# Fried Okra



## powerplantop (Jul 18, 2017)

1 pound of fresh okra washed and cut into rounds about 1/2 inch thick. 

To the okra add 2 Tablespoons of milk and stir. 

Add 1/2 cup corn meal, 1/8 teaspoon salt, 1/8 teaspoon black pepper and 1/8 teaspoon garlic. Stir and let sit for 10 to 15 minutes.

Heat 1/2 cup of oil in a wide flat bottom pan. Add okra cook on medium high heat.

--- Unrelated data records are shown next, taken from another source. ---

PR #70, opened 2024-09-04
Add hardware frame context for hardware video encoding

l0rem1psum:
With the addition of hardware frame context, hardware video encoding can be achieved. The official vaapi_encode.c example can now be implemented in Go. I personally tried with CUDA and it works similar to vaapi.

This PR does not have UTs yet. Please help review the changes before I can proceed to write some UTs.

### DIFF
--- a/codec_context.go
+++ b/codec_context.go
@@ -37,6 +37,7 @@ type CodecContext struct {
 	c *C.struct_AVCodecContext
 	// We need to store this to unref it properly
 	hdc *HardwareDeviceContext
+	hfc *HardwareFrameContext
 }
 
 func newCodecContextFromC(c *C.struct_AVCodecContext) *CodecContext {
@@ -62,6 +63,10 @@ func (cc *CodecContext) Free() {
 	if cc.hdc != nil {
 		C.av_buffer_unref(&cc.hdc.c)
 		cc.hdc = nil
+	}
+	if cc.hfc != nil {
+		C.av_buffer_unref(&cc.hfc.c)
+		cc.hfc = nil
 	}
 	classers.del(cc)
 	C.avcodec_free_context(&cc.c)
@@ -341,6 +346,16 @@ func (cc *CodecContext) SetHardwareDeviceContext(hdc *HardwareDeviceContext) {
 	}
 }
 
+func (cc *CodecContext) SetHardwareFrameContext(hfc *HardwareFrameContext) {
+	if cc.c.hw_frames_ctx != nil {
+		C.av_buffer_unref(&cc.c.hw_frames_ctx)
+	}
+	cc.hfc = hfc
+	if cc.hfc != nil {
+		cc.c.hw_frames_ctx = C.av_buffer_ref(cc.hfc.c)
+	}
+}
+
 func (cc *CodecContext) ExtraHardwareFrames() int {
 	return int(cc.c.extra_hw_frames)
 }
@@ -391,5 +406,4 @@ func goAstiavCodecContextGetFormat(cc *C.struct_AVCodecContext, pfsCPtr *C.enum_
 
 	// Callback
 	return C.enum_AVPixelFormat(c(pfs))
-
 }
--- a/frame.go
+++ b/frame.go
@@ -33,6 +33,10 @@ func (f *Frame) AllocBuffer(align int) error {
 	return newError(C.av_frame_get_buffer(f.c, C.int(align)))
 }
 
+func (f *Frame) AllocHWBuffer(hfc *HardwareFrameContext, align int) error {
+	return newError(C.av_hwframe_get_buffer(hfc.c, f.c, C.int(align)))
+}
+
 func (f *Frame) AllocImage(align int) error {
 	return newError(C.av_image_alloc(&f.c.data[0], &f.c.linesize[0], f.c.width, f.c.height, (C.enum_AVPixelFormat)(f.c.format), C.int(align)))
 }
--- a/hardware_frame_context.go
+++ b/hardware_frame_context.go
@@ -1,0 +1,48 @@
+package astiav
+
+//#include <libavcodec/avcodec.h>
+import "C"
+import (
+	"fmt"
+	"unsafe"
+)
+
+type HardwareFrameContext struct {
+	c *C.struct_AVBufferRef
+}
+
+func AllocHardwareFrameContext(hdc *HardwareDeviceContext) (*HardwareFrameContext, error) {
+	if hfc := C.av_hwframe_ctx_alloc(hdc.c); hfc != nil {
+		return &HardwareFrameContext{c: hfc}, nil
+	}
+	return nil, fmt.Errorf("failed to allocate hardware frame context")
+}
+
+func (hfc *HardwareFrameContext) SetWidth(width int) {
+	frameCtx := (*C.AVHWFramesContext)(unsafe.Pointer((hfc.c.data)))
+	frameCtx.width = C.int(width)
+}
+
+func (hfc *HardwareFrameContext) SetHeight(height int) {
+	frameCtx := (*C.AVHWFramesContext)(unsafe.Pointer((hfc.c.data)))
+	frameCtx.height = C.int(height)
+}
+
+func (hfc *HardwareFrameContext) SetFormat(format PixelFormat) {
+	frameCtx := (*C.AVHWFramesContext)(unsafe.Pointer((hfc.c.data)))
+	frameCtx.format = C.enum_AVPixelFormat(format)
+}
+
+func (hfc *HardwareFrameContext) SetSWFormat(swFormat PixelFormat) {
+	frameCtx := (*C.AVHWFramesContext)(unsafe.Pointer((hfc.c.data)))
+	frameCtx.sw_format = C.enum_AVPixelFormat(swFormat)
+}
+
+func (hfc *HardwareFrameContext) SetInitialPoolSize(initialPoolSize int) {
+	frameCtx := (*C.AVHWFramesContext)(unsafe.Pointer((hfc.c.data)))
+	frameCtx.initial_pool_size = C.int(initialPoolSize)
+}
+
+func (hfc *HardwareFrameContext) Init() error {
+	return newError(C.av_hwframe_ctx_init(hfc.c))
+}


codec_context.go
```diff
@@ -341,6 +346,16 @@ func (cc *CodecContext) SetHardwareDeviceContext(hdc *HardwareDeviceContext) {
 	}
 }
 
+func (cc *CodecContext) SetHardwareFrameContext(hfc *HardwareFrameContext) {
+	if cc.c.hw_frames_ctx != nil {
```
asticode, line 350: Can you use `cc.hfc.c` instead of `cc.c.hw_frames_ctx` here and the line below as well?

frame.go
```diff
@@ -33,6 +33,10 @@ func (f *Frame) AllocBuffer(align int) error {
 	return newError(C.av_frame_get_buffer(f.c, C.int(align)))
 }
 
+func (f *Frame) AllocHWBuffer(hfc *HardwareFrameContext, align int) error {
```
asticode, line 36: I don't think you need `align int` here since the doc states that the final argument of `av_hwframe_get_buffer` is `flags` and is currently unused and should be set to 0

hardware_frame_context.go
```diff
@@ -0,0 +1,48 @@
...
+	"fmt"
+	"unsafe"
+)
+
+type HardwareFrameContext struct {
+	c *C.struct_AVBufferRef
+}
+
+func AllocHardwareFrameContext(hdc *HardwareDeviceContext) (*HardwareFrameContext, error) {
+	if hfc := C.av_hwframe_ctx_alloc(hdc.c); hfc != nil {
```
asticode, line 15: Can you create a `newHardwareFrameContextFromC` func similar to [this](https://github.com/asticode/go-astiav/blob/master/output_format.go#L13) and use it here instead of `&HardwareFrameContext{c: hfc}`?

hardware_frame_context.go
```diff
@@ -0,0 +1,48 @@
...
+import (
+	"fmt"
+	"unsafe"
+)
+
+type HardwareFrameContext struct {
+	c *C.struct_AVBufferRef
+}
+
+func AllocHardwareFrameContext(hdc *HardwareDeviceContext) (*HardwareFrameContext, error) {
```
asticode, line 14: Can you not return an error here but only a `*HardwareFrameContext` and let the developer checks whether it's nil or not?

hardware_frame_context.go
```diff
@@ -0,0 +1,48 @@
...
+	if hfc := C.av_hwframe_ctx_alloc(hdc.c); hfc != nil {
+		return &HardwareFrameContext{c: hfc}, nil
+	}
+	return nil, fmt.Errorf("failed to allocate hardware frame context")
+}
+
+func (hfc *HardwareFrameContext) SetWidth(width int) {
+	frameCtx := (*C.AVHWFramesContext)(unsafe.Pointer((hfc.c.data)))
```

Stirring every few minutes until golden brown with crunchy bits.


----------



## Just Cooking (Jul 18, 2017)

Love fried okra.... 

Ross


----------



## Merlot (Jul 18, 2017)

I love love fried okra, thank you!


----------



## powerplantop (Jul 18, 2017)

Just Cooking said:


> Love fried okra....
> 
> Ross



Thank you! 



Merlot said:


> I love love fried okra, thank you!



Thank you! 

Today I finally figured out how to use my artificial lights to make food look good. Have had them for almost 6 months and finally putting them to use.


----------



## Dawgluver (Jul 18, 2017)

Oooh!  Not usually an okra fan, but this looks mighty good, ppo!


----------



## powerplantop (Jul 18, 2017)

Dawgluver said:


> Oooh!  Not usually an okra fan, but this looks mighty good, ppo!



Thank you! It was really good.


----------



## caseydog (Jul 18, 2017)

Dawgluver said:


> Oooh!  Not usually an okra fan, but this looks mighty good, ppo!



Fried okra is not like okra cooked other ways. It is not "slimy" at all. Fried okra and mashed potatoes are my "must have" sides for chicken fried steak. All dressed with a generous amount of white gravy. 

CD


----------